“There is no limit to what we, as women, can accomplish.”
Michelle Obama
Written by Nads Esteva
Updated Mar 14, 2019 3:48:23 PM2
Manila (CNN Philippines Life) — Women’s Month is greeted with the approval of Rice Tariffication Bill, the reclamation projects in Manila Bay and the administration’s refusal to recognize the demands of contractual and underpaid laborers such as the protesting NutriAsia workers and Sumifru plantation workers in Liwasang Bonifacio. All these pressing issues have a crippling effect on mothers. Women, who take on the role of child rearing and housekeeping, are first and foremost farmers, plantation workers, fisher folk, and laborers.
What is the role of feminism in these trying times? Many will say that we are dealing with the same level of misogyny, the same gender stereotypes and exploitation as the women of the ‘70s and ‘80s. “We need to deepen and broaden people’s understanding of what feminism is … For as long as there is violence against women, there is no equality,” says Nathalie Africa Verseles, Director of the Women’s and Genders Studies of the University of the Philippines.

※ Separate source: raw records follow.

PR #268, opened 2021-06-14
Add `SqlSelect` instance for `:&`

### LINKED ISSUE #267: `SqlSelect` instances for `a :& b`
Should `a :& b` have a `SqlSelect` instance, based on that of `(a, b)`? This has come up for me when using the experimental API, since I do something like
```haskell
select $ do
  e <- from ... -- Here, the 'from' is polymorphic and user-supplied
  ... -- Using a polymorphic @e :: rec@
  pure e -- Returning @rec@
```
In the above example, where the `from` is a join, `rec` becomes `a :& b`, but since Esqueleto expects you to split the `:&` and return `(a, b)` instead, there's no appropriate instance for running the `select`.

The instance could look something like this:
```haskell
toJoin :: (a, b) -> (a :& b)
toJoin (a, b) = (a :& b)

fromJoin :: (a :& b) -> (a, b)
fromJoin (a :& b) = (a, b)

instance (SqlSelect a ra, SqlSelect b rb) => SqlSelect (a :& b) (ra :& rb) where
    sqlSelectCols esc = sqlSelectCols esc . fromJoin
    sqlSelectColCount = sqlSelectColCount . fromJoinProxy
      where
       fromJoinProxy :: Proxy (a :& b) -> Proxy (a, b)
       fromJoinProxy Proxy = Proxy
    sqlSelectProcessRow = fmap toJoin . sqlSelectProcessRow
```
This is an orphan I'm using to make my code compile, but I don't know if it's the intended way.

ivanbakel:
Fixes #267.

After submitting your PR:

### DIFF
--- a/changelog.md
+++ b/changelog.md
@@ -1,3 +1,10 @@
+3.5.2.0
+=======
+- @ivanbakel
+  - [#268](https://github.com/bitemyapp/esqueleto/pull/268)
+        - Added `SqlSelect` instance for `(:&)`, allowing it to be returned from
+          queries just like `(,)` tuples.
+
 3.5.1.0
 =======
 - @ibarrae
--- a/esqueleto.cabal
+++ b/esqueleto.cabal
@@ -1,7 +1,7 @@
 cabal-version: 1.12
 
 name:           esqueleto
-version:        3.5.1.0
+version:        3.5.2.0
 synopsis:       Type-safe EDSL for SQL queries on persistent backends.
 description:    @esqueleto@ is a bare bones, type-safe EDSL for SQL queries that works with unmodified @persistent@ SQL backends.  Its language closely resembles SQL, so you don't have to learn new concepts, just new syntax, and it's fairly easy to predict the generated SQL and optimize it for your backend. Most kinds of errors committed when writing SQL are caught as compile-time errors---although it is possible to write type-checked @esqueleto@ queries that fail at runtime.
                 .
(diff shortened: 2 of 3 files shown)


esqueleto.cabal
```diff
@@ -1,7 +1,7 @@
 cabal-version: 1.12
 
 name:           esqueleto
-version:        3.5.0.0
+version:        3.5.1.0
```
```suggestion
version:        3.5.1.1
```

changelog.md
```diff
@@ -1,3 +1,10 @@
+3.5.1.0
```
```suggestion
3.5.1.1
```

src/Database/Esqueleto/Experimental/From/Join.hs
```diff
@@ -49,6 +49,18 @@ class ValidOnClause a
 instance {-# OVERLAPPABLE #-} ToFrom a a' => ValidOnClause a
 instance ValidOnClause (a -> SqlQuery b)
 
+-- | You may return joined values from a 'select' query - this is
+-- identical to the tuple instance, but is provided for convenience.
+--
+-- @since 3.5.1.0
```
parsonsmatt, line 55:
```suggestion
-- @since 3.5.1.1
```

parsonsmatt (approved):
Approving conditional on merging `master` and updating the version number.

Since we're adding an instance to a class we control, I think it's fine to make this a patch version.

ivanbakel:
>Since we're adding an instance to a class we control, I think it's fine to make this a patch version.

It's your repo, but the PVP does specify that this should be a minor version bump.

parsonsmatt:
I'm sorry, I was mistaken about that. I'll go ahead and merge-on-green and make that change myself. 

Thanks so much for your contribution! 😄

ivanbakel:
Since I had time, I've bumped the version to 3.5.2.

parsonsmatt:
Thank you! I'll get this released today.

Issue #272, opened 2021-07-08
esqueleto-3.5.0.0 generates malformed SQL when notIn is passed an empty list


cdparks:
An `notIn` expression using the legacy API:

```haskell
fetchUsersExcept :: MonadIO m => [Text] -> SqlReadT m [Entity User]
fetchUsersExcept names = select . from $ \users -> do
  where_ $ users ^. UserName `notIn` valList names
  pure users
```

or the experimental API:

```haskell
fetchUsersExcept :: MonadIO m => [Text] -> SqlReadT m [Entity User]
fetchUsersExcept names = select $ do
  users <- from $ table @User
  where_ $ users ^. UserName `notIn` valList names
  pure users
```

will generate a malformed SQL query when passed an empty list:

```haskell
fetchUsersExcept []
```

=>

```plaintext
[Debug#SQL]
SELECT "users"."id", "users"."name"
FROM "users"
WHERE "users"."name" NOT IN (); []
esqueleto-bug: SqlError {sqlState = "42601", sqlExecStatus = FatalError, sqlErrorMsg = "syntax error at or near \")\"", sqlErrorDetail = "", sqlErrorHint = ""}
```

Apparently Postgres (I'm using 10.14) doesn't like `x NOT IN ()`. Sqlite seems to accept this syntax.

It looks to me like `esqueleto` [protects against passing an empty list](https://github.com/bitemyapp/esqueleto/blob/3a12a15d0084877833d1ff2d36d94e1d47587e4b/src/Database/Esqueleto/Internal/Internal.hs#L931) for `in_`, but not for `notIn`. This seems like a behavior change based on [this older commit](https://github.com/bitemyapp/esqueleto/blob/e39c62990e0854e655e55e2ef6f874641efa26cc/src/Database/Esqueleto/Internal/Internal.hs#L949), which used a helper function [`ifNotEmptyList`](https://github.com/bitemyapp/esqueleto/blob/e39c62990e0854e655e55e2ef6f874641efa26cc/src/Database/Esqueleto/Internal/Internal.hs#L2198).

I have [a repo](https://github.com/cdparks/esqueleto-bug) demonstrating this, but it's probably easiest to verify this in your own setup.

belevy:
#273 fixes the issue

PR #273, opened 2021-07-08
Avoid generating an empty list as the left operand to NOT IN

cdparks:
Postgres treats `x in ()` and `x not in ()` as syntax errors. Instead translate:

```plaintext
  x in ()      ⇒  FALSE
  x not in ()  ⇒  TRUE
```

Older versions of esqueleto did both of these, but apparently the latter got lost in the most recent version. See issue #272.

- [x] Bumped the version number. ~~**I'm not sure what the version number should be, looks like esqueleto uses PVP?**~~ I bumped the smallest component to `3.5.2.1` since this is a bugfix
- [ ] Documented new APIs with [Haddock markup](https://www.haskell.org/haddock/doc/html/index.html). **N/A**
- [ ] Added [`@since` declarations](http://haskell-haddock.readthedocs.io/en/latest/markup.html#since) to the Haddock. **N/A**

After submitting your PR:

### DIFF
--- a/changelog.md
+++ b/changelog.md
@@ -1,3 +1,9 @@
+3.5.2.1
+=======
+- @cdparks
+  - [#273](https://github.com/bitemyapp/esqueleto/pull/273)
+        - Avoid generating an empty list as the left operand to `NOT IN`.
+
 3.5.2.0
 =======
 - @ivanbakel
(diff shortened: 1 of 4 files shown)


belevy (approved):

cdparks:
@belevy let me know if I bumped the version/updated the changelog correctly

belevy:
Yah, this is fixing a bug that was introduced. The behavior isnt new. I think the minor bump is fine.

belevy:
Thank you for the fix :D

This month, we pay tribute to five Filipinas who helped organize one of the first women’s organizations in the country. According to Africa, “There’s a spectrum of feminism. We don’t even talk in terms of just feminism but rather feminisms.”
“It’s necessary to acknowledge that even if feminists work from different ideologies, all of them are doing something salient to contribute to achieve social justice and social transformation,” says Africa.
Patricia “Tati” Licuanan
Patricia Licuanan started as a young social scientist. While she was studying development programs, as a social psychologist, she saw how women were not benefitting from the programs.
“They would develop programs for farmers and programs for the farmer’s wives. But women were the farmers themselves,” says Licuanan “They are involved in all the aspects of agriculture. Yet the programs were not designed for them. They were designed for their husbands. The government programs should realize that women do so much important things in the agriculture … ”
This pushed her to write “Some are More Unequal than Others,” one of the many scholarly works that she published as an early advocate for women’s rights and issues. Licuanan became the Chair of the National Commission on the Role of Filipino Women (NCFRW) and headed Asia Pacific Women’s Watch (APWW), an non-government institution network, from 1987 to 1992.